In November 2015, the South Korean financial regulator, the Financial Supervisory Service (FSS), announced a series of regulatory proposals regarding the supervisory functions of the FSS and the penalty regime for breaches of consumer rights.

Fri 18 Dec 2015

The proposals, which have differing implementation dates, were included in the following Guidelines - the “Future Direction for Supervision, Audit and Sanctions for the Insurance Industry” and the “Plan to Strengthen Sanctions on Acts of Infringement on the Rights and Interests of Insurance Consumers”. A summary of the key proposals from these Guidelines is listed below.

FSS involvement in pricing and product development

The FSS intends to relax the current prior-examination process for pricing and product development from April 2016. It will no longer review pricing/product development, unless specifically required by law. As a result, the FSS departments responsible for prior-examination will be downsized.

Enhanced FSS supervision of insurance company insolvency

The FSS intends to enhance its solvency supervision function. New requirements will be introduced over time for insurers to calculate asset concentration risks in RBC returns, and adjust discount rates in liability adequacy testing. New measures will be introduced to allow for the prompt suspension of sales of so called ‘improper insurance products’ (ie new products that are seen as detrimental to consumers and designed to advantage one party only).
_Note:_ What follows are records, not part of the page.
PR #4104, opened 2022-07-18
Add support for selecting all overdue appointment search results

Honey14:
https://app.shortcut.com/simpledotorg/story/8677/add-support-for-selecting-all-overdue-appointment-search-results

### DIFF
--- a/app/src/main/java/org/simple/clinic/home/overdue/search/OverdueSearchEffect.kt
+++ b/app/src/main/java/org/simple/clinic/home/overdue/search/OverdueSearchEffect.kt
@@ -38,3 +38,5 @@ object OpenSelectShareFormatDialog : OverdueSearchViewEffect()
 object OpenShareInProgressDialog : OverdueSearchViewEffect()
 
 object ShowNoInternetConnectionDialog : OverdueSearchViewEffect()
+
+data class AddAllAppointmentIds(val appointmentIds: Set<UUID>): OverdueSearchEffect()
--- a/app/src/main/java/org/simple/clinic/home/overdue/search/OverdueSearchEffectHandler.kt
+++ b/app/src/main/java/org/simple/clinic/home/overdue/search/OverdueSearchEffectHandler.kt
@@ -51,7 +51,20 @@ class OverdueSearchEffectHandler @AssistedInject constructor(
         .addConsumer(ClearSelectedOverdueAppointments::class.java, ::clearSelectedOverdueAppointments)
         .addTransformer(ReplaceSelectedAppointmentIds::class.java, replaceSelectedAppointmentIds())
         .addConsumer(ScheduleDownload::class.java, ::scheduleDownload)
+        .addTransformer(AddAllAppointmentIds::class.java, addAllAppointmentIds())
         .build()
+  }
+
+  private fun addAllAppointmentIds(): ObservableTransformer<AddAllAppointmentIds, OverdueSearchEvent>? {
+    return ObservableTransformer { effects ->
+      effects
+          .observeOn(schedulersProvider.computation())
+          .map { (appointmentIds) ->
+            overdueAppointmentSelector.addSelectedIds(appointmentIds)
+            return@map appointmentIds
+          }
+          .map(::SelectedOverdueAppointmentsLoaded)
+    }
   }
 
   private fun scheduleDownload(effect: ScheduleDownload) {
--- a/app/src/main/java/org/simple/clinic/home/overdue/search/OverdueSearchScreen.kt
+++ b/app/src/main/java/org/simple/clinic/home/overdue/search/OverdueSearchScreen.kt
@@ -125,6 +125,9 @@ class OverdueSearchScreen : BaseScreen<
   private val shareButton
     get() = binding.shareOverdueListButton
 
+  private val selectAllLayout
+    get() = binding.selectAllLayout
+
   private val selectAllCheckbox
     get() = binding.selectAllCheckbox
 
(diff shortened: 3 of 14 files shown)


app/src/main/java/org/simple/clinic/home/overdue/search/OverdueSearchEffectHandler.kt
```diff
@@ -51,9 +51,22 @@ class OverdueSearchEffectHandler @AssistedInject constructor(
...
 
+  private fun addAllAppointmentIds(): ObservableTransformer<AddAllAppointmentIds, OverdueSearchEvent>? {
+    return ObservableTransformer { effects ->
+      effects
+          .observeOn(schedulersProvider.computation())
+          .map { (appointmentIds) ->
+            overdueAppointmentSelector.addSelectedIds(appointmentIds)
+            return@map appointmentIds
+          }
+          .map(::SelectedOverdueAppointmentsLoaded)
```
msasikanth, line 66: We already have an observable stream from the selector to update model. So, I don't think we need to return those appointments back the `Update` function.

app/src/main/res/layout/screen_overdue_search.xml
```diff
@@ -106,17 +106,48 @@
...
+      android:id="@+id/select_all_textView"
+      android:layout_width="wrap_content"
+      android:layout_height="wrap_content"
+      android:layout_marginStart="@dimen/spacing_4"
+      android:text="@string/overdue_search_all_appointments_selected"
+      android:textAppearance="?attr/textAppearanceBody2"
+      android:textColor="?attr/colorPrimary"
+      tools:text="SELECT ALL" />
+
+  </LinearLayout>
```
msasikanth, line 137: Have we confirmed with design whether the select all button can be scrolled with the list or just a sticky header? It seems like it's supposed to scroll based on the design. Let's confirm that once.

app/src/main/java/org/simple/clinic/home/overdue/search/OverdueSearchScreen.kt
```diff
@@ -310,6 +321,14 @@ class OverdueSearchScreen : BaseScreen<
     selectedOverdueCountView.visibility = GONE
   }
 
+  override fun showSelectAllLayout() {
+    selectAllLayout.visibility = VISIBLE
+  }
```
msasikanth, line 326: We need to show the select all button only if the select & download feature is enabled and if country is India. It doesn't look like we are covering that case.

app/src/main/res/layout/screen_overdue_search.xml
```diff
@@ -106,17 +106,48 @@
...
+
+    <TextView
+      android:id="@+id/select_all_textView"
+      android:layout_width="wrap_content"
+      android:layout_height="wrap_content"
+      android:layout_marginStart="@dimen/spacing_4"
+      android:text="@string/overdue_search_all_appointments_selected"
+      android:textAppearance="?attr/textAppearanceBody2"
+      android:textColor="?attr/colorPrimary"
+      tools:text="SELECT ALL" />
```
msasikanth, line 135: We can add text to the `CheckBox` directly. That ensures if user clicks on text, it's selected as well.

app/src/main/res/layout/screen_overdue_search.xml
```diff
@@ -106,17 +106,48 @@
...
+      android:minHeight="@dimen/spacing_24"
+      android:textColor="?attr/colorPrimary" />
+
+    <TextView
+      android:id="@+id/select_all_textView"
+      android:layout_width="wrap_content"
+      android:layout_height="wrap_content"
+      android:layout_marginStart="@dimen/spacing_4"
+      android:text="@string/overdue_search_all_appointments_selected"
+      android:textAppearance="?attr/textAppearanceBody2"
```
msasikanth, line 133: The text appearance of text is supposed to be `Tag`, please update this.

app/src/main/res/layout/screen_overdue_search.xml
```diff
@@ -106,17 +106,48 @@
...
+    android:visibility="gone"
+    app:layout_constraintTop_toBottomOf="@+id/overdue_search_app_bar">
+
+    <com.google.android.material.checkbox.MaterialCheckBox
+      android:id="@+id/select_all_checkbox"
+      android:layout_width="wrap_content"
+      android:layout_height="wrap_content"
+      android:minWidth="@dimen/spacing_24"
+      android:minHeight="@dimen/spacing_24"
+      android:textColor="?attr/colorPrimary" />
```
msasikanth, line 125: Irrespective of the state, the checkbox color is supposed to be primary. Let's update it.

msasikanth (changes requested):
See inline comments

app/src/main/java/org/simple/clinic/home/overdue/search/OverdueSearchEffect.kt
```diff
@@ -38,3 +38,5 @@ object OpenSelectShareFormatDialog : OverdueSearchViewEffect()
 object OpenShareInProgressDialog : OverdueSearchViewEffect()
 
 object ShowNoInternetConnectionDialog : OverdueSearchViewEffect()
+
+data class AddAllAppointmentIds(val appointmentIds: Set<UUID>): OverdueSearchEffect()
```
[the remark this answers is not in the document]
msasikanth: We can even name this as `ToggleOverdueAppointmentsSelection`, as we will be adding or removing selections.

app/src/main/res/layout/screen_overdue_search.xml
Honey14: The color updated here is for the textview, not for the checkbox, PTAL

msasikanth: I am talking about the checkbox color, not the text color. But we might end up removing the checkbox altogether. 

https://simpledotorg.slack.com/archives/CFK2PHJ1L/p1658145294726409

msasikanth: If we end up keeping checkbox. We need to update the text and check box color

The FSS will also commit additional resource to help the local industry prepare for International Financial Reporting Standards 4, which is to be implemented in 2020.

Stricter penalties for breaching consumer rights

A new penalty regime will also be introduced in 2016, and will include the following elements:

  • increased administrative fines for illegal and unfair acts (ie mis-selling) – with separate fines for each illegal/unfair act;
  • possible business suspensions if consumers suffer significant damage, and if internal controls are found to be seriously inadequate or improper;
  • severe disciplinary actions against officers and employees if they have taken a ‘leading role’ in conducting illegal and unfair acts; and
  • compensation (ie refund of insurance premium) for damages incurred by insureds.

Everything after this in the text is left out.